Overview of Address Objects and Address Groups

An address object is a set of IPv4/IPv6 addresses or MAC addresses. An address group is a set of address objects.

Address Object

An address object contains one or more IPv4/IPv6 addresses or MAC addresses. Similar to a basic component, an address object can be referenced by various policies, such as security policies and NAT policies, once being defined. For example, the network segment address of an office network is 192.168.1.0/24. You can create an address object, name it office, and add 192.168.1.0/24 to the address object to translate the addresses of IP packets from this network. The NAT policy configured for the network can reference the address object.

The FW can add the following types of addresses to address objects:

IPv4/IPv6 host addresses
IPv4/IPv6 address ranges
MAC addresses

Address Group

An address group comprises host address objects, range address objects, network segment address objects, and existing address groups. Compared with address objects, address groups increase the flexibility of address management.

For example, an enterprise has three departments: Finance, R&D, and Marketing.
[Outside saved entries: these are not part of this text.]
PR #8522, opened 2016-04-04
Update panini.md

EHackettTriCore:
I was working on adding a new Panini helper but I noticed the missing step to update your gulpfile.babel.js so that it looks for the helper directory.

### DIFF
--- a/docs/pages/panini.md
+++ b/docs/pages/panini.md
@@ -183,6 +183,22 @@ module.exports = function(options) {
   return bolder;
 }
 ```
+
+```
+// Example  gulpfile.babel.js
+function pages() {
+  return gulp.src('src/pages/**/*.html')
+    .pipe(panini({
+      root: 'src/pages',
+      layouts: 'src/layouts',
+      partials: 'src/partials',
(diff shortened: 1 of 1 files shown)


kball:
Hi @EHackettTriCore thanks for filling in the missing step.  Can you actually add a snippet of what this looks like in the gulpfile for users who are unfamiliar with gulp?  Thanks.

EHackettTriCore:
@kball I added the default panini snippet with the helper line included. I'm not sure if that's more or less confusing. It almost might be worth rewriting it into step 1. create helper file, step 2 update gulp file, step 3. call in file.

Also after looking at this a little more I don't believe there is any conflict or error if you by default include the `helpers: 'src/helpers',` line in the default foundation configuration but no helper directory exists in src. I.e. I don't if it's worth making this part of the documentation and having users add it themselves or just putting it into the default setup for foundation.

kball:
@EHackettTriCore  I think this looks good, and I like having it in the docs in case folks aren't coming straight from a ZURB template.  If you can resubmit this against the develop branch I'll merge it.  Thanks!

Issue #8978, opened 2016-06-27
Buggy keyboard behavior on drilldown menu.


sassanh:
First of all thanks for your efforts for providing this great library. I like many others appreciate it. Here's the description of a bug I found:
1. Go to http://foundation.zurb.com/sites/docs/drilldown-menu.html in Chrome 51 or Safari 9.1 or Firefox 46.0.1 or Firefox 47 (actually I guess browser version or kind doesn't matter)
2. Click on "Item1" in the sapmle
3. Click on "Item 1A"
4. Click on "Back"
5. Press down arrow key on your keyboard
6. Whoops, suddenly you're back into "Item 1A" (Bug 1)
7. Press Up
8. press Enter
9. Whoops, it animates like it's going back to the parent menu, but it doesn't (Bug 2)
10. Try to go back with clicking on Back item.
11. Whoops you can't. (Bug 3)
12. Keep Enter pressed for 5 sec on Back item.
13. OK enough, seems like keyboard navigation is not production ready on drilldown menu at all.

**What did you expect to happen?**
It to work.

**What happened instead?**
It didn't work.

**Test case:**

Give us a link to a CodePen or JSFiddle that recreates the issue.

No need for CodePen or JSFiddle, http://foundation.zurb.com/sites/docs/drilldown-menu.html is enough.

OK, actually I don't need this keyboard navigation on my drilldown menu at all. All I need is to be able to disable it (it being keyboard navigation on drilldown menu) so that I can deploy my code on the server without worrying about users who try to navigate it with keyboard.
It'd be great if I could remove the outlines it renders on items (trying to show which item is selected by keyboard, but just trying). It'd be great if I could disable fancy features and have a simple working drilldown menu.

Owlbertz:
Hi,
you're right, the keyboard navigation for Drilldown seems to be broken (again). This seems to be one of the most broken feature during releases... It seems like this happened from [6.2.1](http://codepen.io/anon/pen/dXRNYL) to [6.2.2](http://codepen.io/anon/pen/YWQNxz).

If you don't care about modifying the Foundation files, you can remove the event listener in the module.

sassanh:
@Owlbertz thanks for info, I do care about modifying Foundation files, is it alright in 6.2.1? I can downgrade.

Owlbertz:
[...]

PR #9002, opened 2016-07-06
Fix drilldown keyboard

Owlbertz:
Quick fix for #8978 by adding tabindex to sub-menu parents.

Second commit removes the tabindex on destroy, messed up the message.

### DIFF
--- a/js/foundation.drilldown.js
+++ b/js/foundation.drilldown.js
@@ -149,8 +149,6 @@ class Drilldown {
         }
       });
 
-      console.log('Next:', $nextElement, 'Prev', $prevElement);
-
       Foundation.Keyboard.handleKey(e, 'Drilldown', {
         next: function() {
           if ($element.is(_this.$submenuAnchors)) {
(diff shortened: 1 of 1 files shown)


andycochran:
Nice! Why do you consider it a quick fix? Is there a better (more involved) way to handle this?

Owlbertz:
Well the issue here is that the existing code removes the `href` attribute of all the sub-menu parents on initialization, therefore they are not focusable anymore (links without href are not considered interactive). That's why adding `tabindex` fixes the issue by simply making them focusable again.
Therefore I consider it quick, because it makes it work again without changing anything of the existing code. 

Maybe there is a need to streamline the way menus are initialized in general, as (afaik) other menu types do not remove `href` attributes - but that would involve some tinkering and that's why I decided to put out this quick thing.

Owlbertz:
I also pushed another commit that I had in my pipeline that will allow the actual activation of links with the keyboard.

rafibomb:
I think it's a good move forward! We should figure out why the `href`'s are being removed and see if there is a better way to handle that.

Owlbertz:
I think removing the `href` is done because the sub-menu parents don't actually function as links but only open the sub-menu. Maybe that behavior can be changed in the future so that the developer can decide whether he wants the sub-menu parents as a trigger only (e.g. `href="#"`, in which case `preventDefault()` should be called to prevent the URL/history from changing) or as actual links.

andycochran:
Perhaps sub-menu parents should be `<button>` elements not `<a>`.

kball:
LGTM.

PR #9003, opened 2016-07-06
Fixed keyboard usage for Accordion Menu.

### LINKED ISSUE #8680: AccordionMenu not accessible via VoiceOver on iOS

1. Create an Accordion Menu

Menu is accessible via screen reader

**What happened instead?**
VoiceOver on iOS only reads "menu item" for each element, and not the text of the link within the list item.  The link is not accessible or clickable.

By using Foundation.Nest, `role="menuitem"` is added to all of the `li` elements within the accordion menu. `menuitem` requires that it is contained within an element with role `group`, `menu`, or `menubar` ([reference](https://www.w3.org/TR/wai-aria/roles#menuitem)) but AccordionMenu applies `tablist`.

Owlbertz:
Fixes #8680.

No need to handle tab and shift tab events since the normal behavior seems to work out just fine.

### DIFF
--- a/js/foundation.accordionMenu.js
+++ b/js/foundation.accordionMenu.js
@@ -34,9 +34,7 @@ class AccordionMenu {
       'ARROW_UP': 'up',
       'ARROW_DOWN': 'down',
       'ARROW_LEFT': 'close',
-      'ESCAPE': 'closeAll',
-      'TAB': 'down',
-      'SHIFT_TAB': 'up'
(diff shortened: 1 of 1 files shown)


Owlbertz:
Also removed unnecessary tabindex Settings.

andycochran:
Which browsers have been tested?

Owlbertz:
Chromium 48 and Firefox 44. Now that you asked also IE 11.

Issue #8864, opened 2016-05-30
Equalizer - No option for specific media queries


Ne-Ne:
Hi All,

Looking for a foundation solution, can we include support for 'only' breakpoints?

E.g.

```html
<div class="row" data-equalizer data-equalize-on="medium" id="test-eq">
...
</div>
```

This solution with give users the power to be specific range, in my case the page design needs to to be equal height for medium only. Large and small are completely different. The only solution is to use `!important` as an override which terrible to have to use..

Ne-Ne:
Any ideas @gakimball @zurbchris?

kball:
Addressed in #9008, will be in 6.3

PR #9008, opened 2016-07-07
Feature - Foundation.MediaQuery.is() Method

auginator:
I was thinking this would be a good way for plugins to target a specific breakpoint, rather than being limited to a minimum breakpoint, as they are now with atLeast().  Accepts either ‘[breakpoint] only’ or ‘[breakpoint]’ - in the former case, it will see if the breakpoint matches exactly, and in the latter, it falls back to atLeast(). 

For instance: #8864 

@brettsmason @rafibomb  - Any thoughts on this? I would be happy to take a stab at integrating this into the plugins if the community thinks it is worthwhile. 

PS: It's my first attempt at contributing to Foundation - I hope I did not donk things up too badly!

### DIFF
--- a/js/foundation.equalizer.js
+++ b/js/foundation.equalizer.js
@@ -87,7 +87,7 @@ class Equalizer {
    * @private
    */
   _checkMQ() {
-    var tooSmall = !Foundation.MediaQuery.atLeast(this.options.equalizeOn);
+    var tooSmall = !Foundation.MediaQuery.is(this.options.equalizeOn);
     if(tooSmall){
       if(this.isOn){
         this._pauseEvents();
--- a/js/foundation.sticky.js
+++ b/js/foundation.sticky.js
@@ -267,7 +267,7 @@ class Sticky {
    * @private
    */
   _setSizes(cb) {
-    this.canStick = Foundation.MediaQuery.atLeast(this.options.stickyOn);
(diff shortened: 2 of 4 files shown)


rafibomb:
This is a cool feature - so if I read it right this will allow `data-equalize-on="medium only"`

rafibomb:
We'll pull it down and test it - thanks for pointing to 6.3!

auginator:
Nice – I would still have to change methods on the plugins that use Foundation.MediaQuery to use this function instead of the atLeast() method, but I am more than willing to give it a shot and update the pull request. 

Happy I got the version number for feature requests right!

auginator:
I updated the branch with a few changes :) Now it works as planned with Equalizer, Tooltip, and Sticky. Cheers! 

**Equalizer:** 
`<div class="row" data-equalizer data-equalize-on="medium only" id="the-equal">...</div>`

**Sticky:** 
`<h3 class="callout" data-sticky data-stick-to="bottom" data-sticky-on="medium only">I stick on medium only!</h3>`

**Tooltip:** *(I must admit this one seems a little weird to me, not sure if it would practically be that useful.)*
`<span data-tooltip data-show-on="small only" …>…</span>`

auginator:
@rafibomb I forgot to @ mention you when I updated the branch one week ago.

kball:
I like this.  Nice work.

PR #9009, opened 2016-07-08
Allow definition of global-font-size in rem

DaSchTour:
Browser scaling through changing the base font-size in browser settings doesn't work correctly if the base is defined in percent. To make this work we define the base in rem. But in this case rem-calc stops working.

### DIFF
--- a/scss/util/_unit.scss
+++ b/scss/util/_unit.scss
@@ -40,7 +40,7 @@ $global-font-size: 100% !default;
     $base: ($base / 100%) * 16px;
   }
   
-  // Using rem as base allwos correct scaling
+  // Using rem as base allows correct scaling
   @if unit($base) == 'rem' {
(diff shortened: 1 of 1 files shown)


scss/util/_unit.scss
```diff
@@ -39,6 +39,11 @@ $global-font-size: 100% !default;
   @if unit($base) == '%' {
     $base: ($base / 100%) * 16px;
   }
+  
+  // Using rem as base allwos correct scaling
```
natewiebe13: There's a typo. `allwos` should be `allows`

rafibomb:
@andycochran What are your thoughts on this? Seems like it would be more universal.

rafibomb:
@DaSchTour Were you able to see why the test failed?

DaSchTour:
@rafibomb I don't see any failed test 😕

Issue #8536, opened 2016-04-06
off-canvas sidebar is aria-hidden by default, and can't change this!


Geczy:
The off canvas side bar has aria-hidden set to true on by default. I have the side-bar visible for large desktops, but that means accessibility software can't see the sidebar at all

Geczy:
@brettsmason  ?

PR #9011, opened 2016-07-08
Enhanced keyboard navigation for Offcanvas.

Owlbertz:
On open not the first element within the side panel, but the whole panel should receive focus.
If the first interactive element is focussed the user might miss some content above it, e.g. the panel heading.
Also added usage of handleKey() to the component to close the panel.
Moved the panel focussing outside of the transitionEnd listener because this was never called and it also works outside...

I would really appreciate feedback of @sethkane and @Geczy here.

### DIFF
--- a/js/foundation.offcanvas.js
+++ b/js/foundation.offcanvas.js
@@ -27,7 +27,11 @@ class OffCanvas {
     this._init();
     this._events();
 
-    Foundation.registerPlugin(this, 'OffCanvas');
+    Foundation.registerPlugin(this, 'OffCanvas')
+    Foundation.Keyboard.register('OffCanvas', {
+      'ESCAPE': 'close'
+    });
+
   }
 
   /**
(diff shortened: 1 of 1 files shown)


Geczy:
Took a look and that definitely makes the off canvas menus behave better under accessible software. But my issue still remains #8536 

I work around it by adding `$('#my-info').attr('aria-hidden', 'false');` on dom ready

Owlbertz:
Huh, didn't saw that issue yet. Will try to get this done soon as well in the same branch.

Owlbertz:
@Geczy Do you work with standard visibility classes? I feel like a simple `this.$element.is(':visible')` check before applying the `aria-hidden` (and also the `aria-expanded` stuff I guess) would do the trick during the initialization.

rafibomb:
@Owlbertz That solution should work!

feeekkk:
since this added `keyboard` as a dependency to off canvas, it would have been nice to have noted that in the documentation!

PR #9016, opened 2016-07-12
Example didn`t work

tinacolada:
Added large-3 classes, as they were missing.


andycochran:
@tinacolada Could you clarify what wasn't working? Is it a specific browser/OS? I'm not seeing a bug. The columns shouldn't need the `large-3` class.

kball:
Closing in lieu of a response to @andycochran's question.

PR #9018, opened 2016-07-12

simshaun:
Hi,

I'm creating a tabbed interface using only the minimal syntax required for Tabs to work (foregoing the default Tabs styling). However, I need to be able to use different active class names than the Tabs javascript expects.

This PR makes the active class name configurable for both the tab links and tab panels.

### DIFF
--- a/js/foundation.tabs.js
+++ b/js/foundation.tabs.js
@@ -48,7 +48,7 @@ class Tabs {
     this.$tabTitles.each(function(){
       var $elem = $(this),
           $link = $elem.find('a'),
-          isActive = $elem.hasClass('is-active'),
+          isActive = $elem.hasClass(`${_this.options.linkActiveClass}`),
           hash = $link[0].hash.slice(1),
           linkId = $link[0].id ? $link[0].id : `${hash}-label`,
           $tabContent = $(`#${hash}`);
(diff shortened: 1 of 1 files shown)


Owlbertz:
Hi @simshaun,
I pulled this down and had a look - seems to work out.
But I noticed that when you set the `panelActiveClass` option, the tabs will not be visible when active - because the `display: block` is linked to the `.tabs-panel.is-active` CSS-rule.

However, his is not the case for the tab links, because they are highlighted with  `.tabs-title > a:focus, .tabs-title > a[aria-selected='true']` - so it's based on the ARIA attribute. I think in order to make your changes not cause more work for the user (they would have to handle `display: block` for the active panel on their own), I think you should also move the `display: block` for the panels to a rule based on the ARIA attribute (i.e. `.tabs-panel[aria-hidden="false"]`).

Thoughts from any @zurb/yetinauts ?

simshaun:
Hm. That's not something I thought about since we were using completely custom styling.

I think changing the active class names is more of an advanced usage. It's not something most people are going to do, but it's nice to have the option and accept that the default styling may not work.

However, if it can be made to work based on the aria-hidden attribute, that'd be cool.

kball:
Ooh interesting idea hooking it into the aria, in this case I think that would work. @simshaun do you want to take a pass on it?

Broadly speaking we should make sure that all of the javascript class stuff handles cases where folks are using the mixins and not using our default classes.

simshaun:
Sorry for the late reply. I'll take a look and see if I can figure it out.

simshaun:
Alright, I've opened a new PR (#9369) that merges these changes with all the new collapsible stuff from the develop branch & also separates the tab panels' visibility from the `is-active` CSS class.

The three departments can access different network resources but require address translation to access the Internet. Perform the following operations to improve the address translation efficiency:

Create address object Finance Object for the Finance department, Research Object for the R&D department, and Market Object for the Marketing department. The access control policy defined for each department references the corresponding address object.
Create address group named Total Group and add Finance Object, Research Object, and Market Object to the group. The address translation policy can just reference Total Group instead of referencing the three address objects.